Start of Exercise input

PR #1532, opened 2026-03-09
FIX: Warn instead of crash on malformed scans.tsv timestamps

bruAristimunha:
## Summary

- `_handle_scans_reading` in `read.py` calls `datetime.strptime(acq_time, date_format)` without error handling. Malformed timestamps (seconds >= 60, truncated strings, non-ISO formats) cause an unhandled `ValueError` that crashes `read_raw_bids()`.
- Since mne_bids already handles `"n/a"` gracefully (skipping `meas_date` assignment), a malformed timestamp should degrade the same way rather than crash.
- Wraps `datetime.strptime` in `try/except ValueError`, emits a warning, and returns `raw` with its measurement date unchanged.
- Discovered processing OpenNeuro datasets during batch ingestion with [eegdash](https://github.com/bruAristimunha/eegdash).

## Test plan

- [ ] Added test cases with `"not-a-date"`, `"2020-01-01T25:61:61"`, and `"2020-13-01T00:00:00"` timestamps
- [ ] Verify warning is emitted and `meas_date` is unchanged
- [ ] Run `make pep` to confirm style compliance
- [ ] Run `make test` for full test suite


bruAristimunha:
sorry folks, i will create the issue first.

End of Exercise input

*Exercise requirements*. All lines from the one with "## Test plan" through the end of the records need to be copied exactly, and no other lines.

*Exercise solution*.
## Test plan

- [ ] Added test cases with `"not-a-date"`, `"2020-01-01T25:61:61"`, and `"2020-13-01T00:00:00"` timestamps
- [ ] Verify warning is emitted and `meas_date` is unchanged
- [ ] Run `make pep` to confirm style compliance
- [ ] Run `make test` for full test suite


bruAristimunha:
sorry folks, i will create the issue first.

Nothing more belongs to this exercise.